Not sure what happened last night, but there are four mini bikes outside and some guy is wearing my shirt passed out in the breakfast nook. Won't be telling the grand kids about this one.
You told me you were pretty sure you were god because you knew everything about everyone.
I just heard a guy scream "it must be five o' clock!!" and another guy screamed "somewhere!!!" out from different balconies.
I think whatever his name is just puked on the stairs. Just an fyi for the morning. Love you.
Please tell me how you drunkenly remembered your social security number when we were checking you into the ER.
Tell your boss that he's keeping you from eating a fuck sundae off of these 36-24-36 34 D's waiting for you at home on Valentine's Day.
He told him to "throw up in my mouth like I'm a baby bird."

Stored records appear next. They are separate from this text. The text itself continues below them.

Issue #8753, opened 2021-06-08
Edge-case regression with 2.9.x


albe:
We (neos/flow framework) suffer from a slight change in expectations for some annotation classes since #8266 - namely the `ManyToOne`, `ManyToMany` and `Embedded` now have a required first constructor argument. While those arguments were always considered "required" in a pure doctrine environment, we partially enhanced the DX by extracting some information for the annotations from other reflection data (like the `targetEntity`/`class` the annotation targets). Hence we have usage of doctrine annotations like:
```
@var Collection<SomeEntity>
@ORM\ManyToMany
```
which now breaks, because the ManyToMany is attempted to be constructed with `null` as `targetEntity` in the DocParser. Until now we solved the "missing" targetEntity (and other things) via a custom `AnnotationDriver` and that worked out quite nicely. With this change we are at a loss though, because we'd need to hook into the DocParser now, which happens way too early.

See https://github.com/neos/flow-development-collection/issues/2487#issuecomment-850405128

While we can "solve" this by restricting doctrine/orm to <2.9, we would also like to move towards PHP8 support and attributes. For us the best solution would be if those three constructors would allow `null` for their first argument, but I understand that would mean you'd need to check for that `null` at runtime which is a step backward. Optimally the Annotation would not be instanciated until it is used for mapping, but that would be too great a change.
Are there any other possible ways to "enhance" the annotations and hook into the instanciation process?

albe:
friendly ping @beberlei @greg0ire

greg0ire:
`@var SomeEntity`

Shouldn't that be `@var ArrayCollection<int, SomeEntity>`, or are you really using it that way?

Anyway, adding these constructors was technically a BC break, so it would make sense to me to allow `null` until next major to give you some wiggle room. A deprecation would have to be triggered when `null` is passed.

beberlei:
Yes that makes sense, can you make a PR for that change? Including the deprecation about nullability if the value is passed this way to the attribute/annotation class:

```php
Deprecation::trigger('doctrine/orm', 'https://github.com/doctrine/orm/issues/8753', 'Passing no target entity is deprecated.');
```

greg0ire:
I can give it a try, yes

greg0ire:
Wait, this has already been fixed in https://github.com/doctrine/orm/commit/a2230485b2f54b6046f7e1f736d15be18cfef2fa, hasn't it? The only thing that seems to be missing are deprecations…

[...]

PR #8758, opened 2021-06-09
Restore bc for annotations

greg0ire:
Some doubts I have about this:

- should deprecations be contributed to 2.10.x instead?
- are there more things to handle with deprecations (more require arguments, and more classes `OneToOne`?)

### DIFF
--- a/lib/Doctrine/ORM/Mapping/ManyToMany.php
+++ b/lib/Doctrine/ORM/Mapping/ManyToMany.php
@@ -31,7 +31,7 @@ use Doctrine\Common\Annotations\Annotation\NamedArgumentConstructor;
 #[Attribute(Attribute::TARGET_PROPERTY)]
 final class ManyToMany implements Annotation
 {
-    /** @var string */
+    /** @var string|null */
     public $targetEntity;
 
     /** @var string */
@@ -61,7 +61,7 @@ final class ManyToMany implements Annotation
      * @param array<string> $cascade
      */
     public function __construct(
-        string $targetEntity,
+        ?string $targetEntity = null,
         ?string $mappedBy = null,
         ?string $inversedBy = null,
         ?array $cascade = null,
--- a/lib/Doctrine/ORM/Mapping/ManyToMany.php
+++ b/lib/Doctrine/ORM/Mapping/ManyToMany.php
@@ -22,6 +22,7 @@ namespace Doctrine\ORM\Mapping;
 
 use Attribute;
 use Doctrine\Common\Annotations\Annotation\NamedArgumentConstructor;
+use Doctrine\Deprecations\Deprecation;
 
 /**
  * @Annotation
@@ -69,6 +70,14 @@ final class ManyToMany implements Annotation
         bool $orphanRemoval = false,
         ?string $indexBy = null
     ) {
+        if ($targetEntity === null) {
+            Deprecation::trigger(
+                'doctrine/orm',
+                'https://github.com/doctrine/orm/issues/8753',
+                'Passing no target entity is deprecated.'
+            );
+        }
+
         $this->targetEntity  = $targetEntity;
         $this->mappedBy      = $mappedBy;
         $this->inversedBy    = $inversedBy;
--- a/lib/Doctrine/ORM/Mapping/ManyToOne.php
+++ b/lib/Doctrine/ORM/Mapping/ManyToOne.php
@@ -22,6 +22,7 @@ namespace Doctrine\ORM\Mapping;
 
 use Attribute;
 use Doctrine\Common\Annotations\Annotation\NamedArgumentConstructor;
+use Doctrine\Deprecations\Deprecation;
 
 /**
  * @Annotation
@@ -57,6 +58,14 @@ final class ManyToOne implements Annotation
         string $fetch = 'LAZY',
         ?string $inversedBy = null
     ) {
+        if ($targetEntity === null) {
+            Deprecation::trigger(
+                'doctrine/orm',
+                'https://github.com/doctrine/orm/issues/8753',
+                'Passing no target entity is deprecated.'
+            );
+        }
+
         $this->targetEntity = $targetEntity;
         $this->cascade      = $cascade;
         $this->fetch        = $fetch;
--- a/lib/Doctrine/ORM/Mapping/Embedded.php
+++ b/lib/Doctrine/ORM/Mapping/Embedded.php
@@ -22,6 +22,7 @@ namespace Doctrine\ORM\Mapping;
 
 use Attribute;
 use Doctrine\Common\Annotations\Annotation\NamedArgumentConstructor;
+use Doctrine\Deprecations\Deprecation;
 
 /**
  * @Annotation
@@ -39,6 +40,14 @@ final class Embedded implements Annotation
 
     public function __construct(?string $class = null, $columnPrefix = null)
     {
+        if ($class === null) {
+            Deprecation::trigger(
+                'doctrine/orm',
+                'https://github.com/doctrine/orm/issues/8753',
+                'Passing no class is deprecated.'
+            );
+        }
+
         $this->class        = $class;
         $this->columnPrefix = $columnPrefix;
     }


greg0ire:
@albe please review

lib/Doctrine/ORM/Mapping/ManyToMany.php
```diff
@@ -61,14 +62,22 @@ final class ManyToMany implements Annotation
      * @param array<string> $cascade
      */
     public function __construct(
-        string $targetEntity,
+        ?string $targetEntity = null,
```
SenseException, line 65: Why adding nullable when it gets deprecated?

greg0ire: See the commit message :)

> There used to be no constructor in this class, adding one with mandatory
arguments was technically a BC-break.

albe:
Thanks a lot! Looks good from my side, but haven't yet checked against Neos Flow if that makes things fully work. Would need to find some more time first.

> should deprecations be contributed to 2.10.x instead?

IMO as a consumer, yes, as right now that will create LOTS of warnings. But I do see how the deprecation conceptually already happened with introduction of the constructor in 2.9.0 and those deprecations are already included in some other annotation classes - sooo... guess that's what it is?

> are there more things to handle with deprecations (more require arguments, and more classes OneToOne?)

Other required arguments (no default value) are in:
- ChangeTrackingPolicy
- InheritanceType
- OrderBy

beberlei (approved):
This looks good! :ship: 

Deprecations are ok for 2.9 from my POV, especially they don't generate a lot messages as per doctrine/deprecations contract (not using `trigger_error`).

beberlei:
@albe what do you mean other required arguments are in OrderBy et al? Do they caus eproblems for Neos/Flow? If not, then some required arguments are fine imho.

albe:
No, not causing issues for us. Was just looking through all Annotation classes that introduced additional required arguments as @greg0ire asked in the PR message

greg0ire:
I guess if it's not causing issues for you, it's fine to have that "BC break" stay.

greg0ire:
Not sure which label to use here…

lib/Doctrine/ORM/Mapping/ManyToOne.php
```diff
@@ -57,6 +58,14 @@ public function __construct(
         string $fetch = 'LAZY',
         ?string $inversedBy = null
     ) {
+        if ($targetEntity === null) {
+            Deprecation::trigger(
```
mbabker, line 62: @greg0ire I realize I'm a little late to the party on this one, but I just noticed the deprecation in our dev logs today.

One of the features of 2.9 was automatic type detection when using typed properties, but these deprecations imply that with ORM 3.0 that the `$targetEntity` param will be required which negates the automatic type detection feature.  Is this intended?

greg0ire: I don't know how type detection works, but it looks kind of strange to me that the build passed prior to this, with a required constructor argument. Maybe type detection is done before building this class? If not, then something is off. Can you please find the PR which introduced automatic type detection?

mbabker: https://github.com/doctrine/orm/pull/8439 was the base PR and there are a couple follow-ons after it.

greg0ire: I could be wrong, but from this PR you linked, it looks like the detection happens in order to complete the mapping and make it valid (provide that `$targetEntity` argument) before instanciating `ManyToOne` rather than changing a `ManyToOne` instance after the fact. Also, I don't think we got complaints about this when the version with mandatory arguments was released. And also, no tests broke.

I'll stop the investigation here, if you still think it negates the automatic type detection feature, please send a failing test.

mbabker: The `ManyToMany` annotation was the only one that had the required constructor argument, which this PR did address from the B/C standpoint.

But, this PR also adds deprecations when `$targetEntity === null` for `@Embedded` (which just added type detection in https://github.com/doctrine/orm/pull/8724), `@ManyToMany`, and `@ManyToOne`, which the automatic type detection feature relies on as a DX improvement (basically, we can omit the target when using PHP 7.4+ and typed properties, the metadata mapping would infer it from the property type).  So my reading on the deprecations would be the automatic type detection feature goes away with ORM 3 because the `$targetEntity` argument would be required as basically [`ClassMetadataInfo::validateAndCompleteTypedAssociationMapping()`](https://github.com/doctrine/orm/blob/f233e4cf6b62a90a9d3ce5c5cad055dce944ce7c/lib/Doctrine/ORM/Mapping/ClassMetadataInfo.php#L1516-L1529) would never hit the check to assign `$mapping['targetEntity']`.

greg0ire: I'm under the impression that you think that `$mapping` is an object… the classes we are talking about do not implement `ArrayAccess` AFAIK, so the `$mapping['targetEntity']` should make you think that it is in fact an array. I also think that #8724 will make the deprecation you are observing in your logs disappear for `Embedded`.

mbabker: OK, I'm clearly not communicating my concern very well.

I have these two simplified entities in my app:

```php
<?php declare(strict_types=1);

namespace App\Entity;

use Doctrine\ORM\EntityRepository;

#[ORM\Entity(repositoryClass: EntityRepository::class)]
#[ORM\Table]
class UserDocument
{
    #[ORM\Column(nullable: false)]
    #[ORM\Id]
    #[ORM\GeneratedValue]
    private ?int $id = null;

    #[ORM\ManyToOne(cascade: ['persist', 'remove'], inversedBy: 'documents')]
    #[ORM\JoinColumn(nullable: false, onDelete: 'CASCADE')]
    public User $user;

    public function __construct(User $user)
    {
        $this->user = $user;
    }

    public function getId(): ?int
    {
        return $this->id;
    }
}
```

```php
<?php declare(strict_types=1);

namespace App\Entity;

use Doctrine\ORM\EntityRepository;

#[ORM\Entity(repositoryClass: EntityRepository::class)]
#[ORM\Table]
class User
{
    #[ORM\Column(nullable: false)]
    #[ORM\Id]
    #[ORM\GeneratedValue]
    private ?int $id = null;

    /**
     * @var Collection<UserDocument>
     */
    #[ORM\OneToMany(mappedBy: 'user', targetEntity: UserDocument::class, cascade: ['persist'], fetch: 'EXTRA_LAZY')]
    private Collection $documents;

    public function __construct()
    {
        $this->documents = new ArrayCollection();
    }

    public function getId(): ?int
    {
        return $this->id;
    }

    public function addDocument(UserDocument $document): void
    {
        $this->documents->add($document);
    }

    public function removeDocument(UserDocument $document): void
    {
        $this->documents->removeElement($document);
    }

    /**
     * @return Collection<UserDocument>
     */
    public function getDocuments(): Collection
    {
        return $this->documents;
    }

    public function hasDocument(UserDocument $document): bool
    {
        return $this->documents->contains($document);
    }

    public function getDocumentCount(): int
    {
        return $this->documents->count();
    }
}
```

This triggers the "Passing no target entity is deprecated. (ManyToOne.php:65 called by UserDocument.php:17, https://github.com/doctrine/orm/issues/8753, package doctrine/orm)" deprecation message.  The mapping works fine now because of the automatic type detection feature (ultimately `ClassMetadataInfo` handles assigning the target entity correctly because I have a typed property), but I am being told that not passing the `targetEntity` parameter is deprecated, which is the exact thing that the automatic type detection feature does for me.

Do I need to restore the `targetEntity` parameter on all of my mapping attributes or not?  Based on the deprecation coming from the `ManyToOne` class constructor, I am being told yes, but as I said in my original comment, that implies to me that the automatic type detection gets cancelled out by requiring the annotation to be configured.

greg0ire: Ah yes it makes more sense to me now, and I see that logically, a  `ManyToOne` object exists to build the mapping, not the other way around (since there are other drivers and all are meant to build the same kind of mapping array). I think you are right, the deprecations should be removed. I clearly did not have that autodetection feature in mind when writing https://github.com/doctrine/orm/issues/8753#issuecomment-857449470.

greg0ire: Working on it at https://github.com/doctrine/orm/pull/8784 :slightly_smiling_face:

greg0ire: > OK, I'm clearly not communicating my concern very well.

Thanks for being patient, I'm unfamiliar with the auto-detection feature and the fact that it's only implemented for some of the relationships did not help with understanding :sweat_smile:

Come over we're celebrating the one month anniversary of her first 4/20
my mom just told me I should hit it and quit apparently she does not like this new girl
nana can keg stand better than me. should i be proud?
well. can officially check "get caught having sex on the front porch by the neighbors" off the bucket list.
I told her I was going to masterbate myself into a coma... We have another date on Thursday.
I pulled you and a keg around in a wagon for like five hours and apparently everyone else remembers it but us.
I mean, she's batshit insane and once choked a guy with one hand but she's still MILF material in my book.
Btw, how did you break into my room, and why did you decide that covering the mushrooms with a blanket was more secure than a lock on my door?